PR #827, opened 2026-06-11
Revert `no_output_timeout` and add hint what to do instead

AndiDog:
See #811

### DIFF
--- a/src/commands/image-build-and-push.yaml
....
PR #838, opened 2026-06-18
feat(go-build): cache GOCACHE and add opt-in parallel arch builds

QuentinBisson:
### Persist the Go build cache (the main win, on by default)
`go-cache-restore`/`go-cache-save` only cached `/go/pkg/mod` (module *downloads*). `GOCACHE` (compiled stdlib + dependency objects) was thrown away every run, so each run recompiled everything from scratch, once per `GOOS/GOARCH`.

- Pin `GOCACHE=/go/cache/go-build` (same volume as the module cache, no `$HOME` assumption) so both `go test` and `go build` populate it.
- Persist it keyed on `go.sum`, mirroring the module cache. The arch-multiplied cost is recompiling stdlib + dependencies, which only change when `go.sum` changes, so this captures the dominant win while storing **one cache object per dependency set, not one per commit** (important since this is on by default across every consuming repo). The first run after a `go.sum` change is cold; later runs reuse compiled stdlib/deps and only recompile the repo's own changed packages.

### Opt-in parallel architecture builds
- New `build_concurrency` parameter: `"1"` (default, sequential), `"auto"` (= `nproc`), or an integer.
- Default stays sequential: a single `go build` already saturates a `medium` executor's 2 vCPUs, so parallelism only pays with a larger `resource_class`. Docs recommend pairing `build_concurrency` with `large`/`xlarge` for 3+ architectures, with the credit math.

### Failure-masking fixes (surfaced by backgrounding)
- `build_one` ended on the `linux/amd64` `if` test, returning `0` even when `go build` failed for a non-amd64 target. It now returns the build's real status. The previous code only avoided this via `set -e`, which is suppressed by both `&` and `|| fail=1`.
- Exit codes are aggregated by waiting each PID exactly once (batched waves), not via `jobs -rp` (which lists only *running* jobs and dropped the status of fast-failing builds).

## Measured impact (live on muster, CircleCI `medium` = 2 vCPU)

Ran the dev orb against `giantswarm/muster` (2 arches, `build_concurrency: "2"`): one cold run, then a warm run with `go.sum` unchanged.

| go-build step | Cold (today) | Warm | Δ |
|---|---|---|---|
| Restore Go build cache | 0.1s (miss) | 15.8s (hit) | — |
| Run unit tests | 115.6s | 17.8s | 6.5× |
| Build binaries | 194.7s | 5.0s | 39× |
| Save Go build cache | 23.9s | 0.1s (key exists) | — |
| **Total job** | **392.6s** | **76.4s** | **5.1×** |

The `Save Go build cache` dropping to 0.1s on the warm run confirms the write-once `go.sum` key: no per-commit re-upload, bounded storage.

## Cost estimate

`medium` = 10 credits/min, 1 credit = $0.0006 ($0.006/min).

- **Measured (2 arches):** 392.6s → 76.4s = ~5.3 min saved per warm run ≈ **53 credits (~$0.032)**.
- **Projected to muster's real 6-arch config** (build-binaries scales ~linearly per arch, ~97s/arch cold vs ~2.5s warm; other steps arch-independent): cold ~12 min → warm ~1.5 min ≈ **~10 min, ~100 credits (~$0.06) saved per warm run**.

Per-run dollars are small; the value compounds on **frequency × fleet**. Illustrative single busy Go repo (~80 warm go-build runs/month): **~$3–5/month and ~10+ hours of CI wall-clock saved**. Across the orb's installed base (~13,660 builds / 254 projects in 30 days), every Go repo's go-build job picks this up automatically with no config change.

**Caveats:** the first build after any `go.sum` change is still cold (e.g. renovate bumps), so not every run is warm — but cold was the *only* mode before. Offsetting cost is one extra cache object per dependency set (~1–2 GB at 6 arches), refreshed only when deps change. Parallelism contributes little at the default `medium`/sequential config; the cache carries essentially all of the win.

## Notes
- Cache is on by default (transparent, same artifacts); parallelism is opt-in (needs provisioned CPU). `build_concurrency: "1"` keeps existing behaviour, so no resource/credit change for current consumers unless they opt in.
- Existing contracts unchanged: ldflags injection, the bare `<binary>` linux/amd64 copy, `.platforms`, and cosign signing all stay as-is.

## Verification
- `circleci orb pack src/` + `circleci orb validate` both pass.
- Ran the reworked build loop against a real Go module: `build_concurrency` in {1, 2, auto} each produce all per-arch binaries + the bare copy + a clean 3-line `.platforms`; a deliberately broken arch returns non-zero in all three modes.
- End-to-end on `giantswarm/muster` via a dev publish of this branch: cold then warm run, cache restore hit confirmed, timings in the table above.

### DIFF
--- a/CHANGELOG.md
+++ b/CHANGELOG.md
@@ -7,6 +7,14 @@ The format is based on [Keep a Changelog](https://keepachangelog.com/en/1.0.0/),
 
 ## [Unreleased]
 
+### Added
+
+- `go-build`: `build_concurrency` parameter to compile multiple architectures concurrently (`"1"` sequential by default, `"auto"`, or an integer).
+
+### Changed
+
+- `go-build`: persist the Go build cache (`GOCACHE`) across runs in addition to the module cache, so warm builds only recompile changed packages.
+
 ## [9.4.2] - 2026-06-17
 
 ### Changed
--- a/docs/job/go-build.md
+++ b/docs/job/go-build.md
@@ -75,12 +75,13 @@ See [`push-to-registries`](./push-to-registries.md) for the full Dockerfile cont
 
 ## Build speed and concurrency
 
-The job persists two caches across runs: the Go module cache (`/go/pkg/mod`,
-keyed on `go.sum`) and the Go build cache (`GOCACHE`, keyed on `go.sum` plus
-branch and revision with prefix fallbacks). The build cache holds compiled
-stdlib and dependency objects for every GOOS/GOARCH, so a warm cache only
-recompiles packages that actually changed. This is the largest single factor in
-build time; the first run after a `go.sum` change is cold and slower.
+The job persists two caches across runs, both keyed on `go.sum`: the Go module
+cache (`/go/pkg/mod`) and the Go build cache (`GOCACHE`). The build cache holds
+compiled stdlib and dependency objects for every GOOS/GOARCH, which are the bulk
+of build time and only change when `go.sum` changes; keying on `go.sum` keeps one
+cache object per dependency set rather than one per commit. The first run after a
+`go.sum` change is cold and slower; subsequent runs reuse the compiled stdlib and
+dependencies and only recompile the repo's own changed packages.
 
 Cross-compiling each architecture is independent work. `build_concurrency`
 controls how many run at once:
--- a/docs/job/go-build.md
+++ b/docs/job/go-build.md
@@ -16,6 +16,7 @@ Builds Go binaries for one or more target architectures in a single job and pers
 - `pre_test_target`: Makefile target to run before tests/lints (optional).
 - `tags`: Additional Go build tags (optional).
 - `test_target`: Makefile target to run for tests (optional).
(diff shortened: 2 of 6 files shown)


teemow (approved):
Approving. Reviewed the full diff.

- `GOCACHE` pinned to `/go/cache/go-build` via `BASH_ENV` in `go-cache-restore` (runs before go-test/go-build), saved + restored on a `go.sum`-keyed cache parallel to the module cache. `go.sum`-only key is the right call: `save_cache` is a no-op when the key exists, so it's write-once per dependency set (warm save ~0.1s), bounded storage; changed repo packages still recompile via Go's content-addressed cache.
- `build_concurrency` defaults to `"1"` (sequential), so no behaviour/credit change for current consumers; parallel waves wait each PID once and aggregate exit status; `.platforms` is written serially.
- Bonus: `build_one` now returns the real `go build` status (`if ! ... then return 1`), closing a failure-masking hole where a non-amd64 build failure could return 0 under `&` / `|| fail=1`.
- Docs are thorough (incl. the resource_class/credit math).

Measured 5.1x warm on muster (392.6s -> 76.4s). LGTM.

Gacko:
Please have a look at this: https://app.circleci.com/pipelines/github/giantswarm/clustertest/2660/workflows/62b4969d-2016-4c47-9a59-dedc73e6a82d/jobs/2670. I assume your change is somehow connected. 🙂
....
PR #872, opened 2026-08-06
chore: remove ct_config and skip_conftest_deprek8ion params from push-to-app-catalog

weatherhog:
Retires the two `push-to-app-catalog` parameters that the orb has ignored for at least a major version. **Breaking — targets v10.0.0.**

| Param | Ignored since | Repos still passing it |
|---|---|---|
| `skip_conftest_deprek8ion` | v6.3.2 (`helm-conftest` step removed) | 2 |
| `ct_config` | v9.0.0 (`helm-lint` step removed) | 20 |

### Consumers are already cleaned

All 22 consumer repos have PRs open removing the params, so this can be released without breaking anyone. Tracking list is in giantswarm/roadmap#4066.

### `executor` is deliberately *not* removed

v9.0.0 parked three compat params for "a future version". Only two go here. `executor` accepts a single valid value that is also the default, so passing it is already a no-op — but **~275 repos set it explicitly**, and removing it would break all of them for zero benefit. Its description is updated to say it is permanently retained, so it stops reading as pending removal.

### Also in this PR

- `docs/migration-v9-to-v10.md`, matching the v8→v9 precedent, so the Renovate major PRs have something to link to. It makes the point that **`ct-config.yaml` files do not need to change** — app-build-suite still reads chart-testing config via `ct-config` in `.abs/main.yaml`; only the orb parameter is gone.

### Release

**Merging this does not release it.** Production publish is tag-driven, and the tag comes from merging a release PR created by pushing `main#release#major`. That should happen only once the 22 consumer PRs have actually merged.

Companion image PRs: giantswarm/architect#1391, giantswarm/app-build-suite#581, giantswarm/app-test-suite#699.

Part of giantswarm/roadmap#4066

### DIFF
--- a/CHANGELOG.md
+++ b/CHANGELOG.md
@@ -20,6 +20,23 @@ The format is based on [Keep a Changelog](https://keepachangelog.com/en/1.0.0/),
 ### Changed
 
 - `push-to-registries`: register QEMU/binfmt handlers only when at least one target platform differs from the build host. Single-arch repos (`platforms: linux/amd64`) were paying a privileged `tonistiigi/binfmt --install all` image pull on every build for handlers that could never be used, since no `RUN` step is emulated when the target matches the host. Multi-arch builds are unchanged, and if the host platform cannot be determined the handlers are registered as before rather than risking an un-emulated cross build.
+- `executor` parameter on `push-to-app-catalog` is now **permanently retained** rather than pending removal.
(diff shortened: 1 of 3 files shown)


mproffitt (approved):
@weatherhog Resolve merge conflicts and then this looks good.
....
• **About this exercise**: Given the records above, restate word for word only the lines starting at the one with "Ran the dev" and ending at the one with "- **Projected to".

• **Task result**:
Ran the dev orb against `giantswarm/muster` (2 arches, `build_concurrency: "2"`): one cold run, then a warm run with `go.sum` unchanged.

| go-build step | Cold (today) | Warm | Δ |
|---|---|---|---|
| Restore Go build cache | 0.1s (miss) | 15.8s (hit) | — |
| Run unit tests | 115.6s | 17.8s | 6.5× |
| Build binaries | 194.7s | 5.0s | 39× |
| Save Go build cache | 23.9s | 0.1s (key exists) | — |
| **Total job** | **392.6s** | **76.4s** | **5.1×** |

The `Save Go build cache` dropping to 0.1s on the warm run confirms the write-once `go.sum` key: no per-commit re-upload, bounded storage.

## Cost estimate

`medium` = 10 credits/min, 1 credit = $0.0006 ($0.006/min).

- **Measured (2 arches):** 392.6s → 76.4s = ~5.3 min saved per warm run ≈ **53 credits (~$0.032)**.
- **Projected to muster's real 6-arch config** (build-binaries scales ~linearly per arch, ~97s/arch cold vs ~2.5s warm; other steps arch-independent): cold ~12 min → warm ~1.5 min ≈ **~10 min, ~100 credits (~$0.06) saved per warm run**.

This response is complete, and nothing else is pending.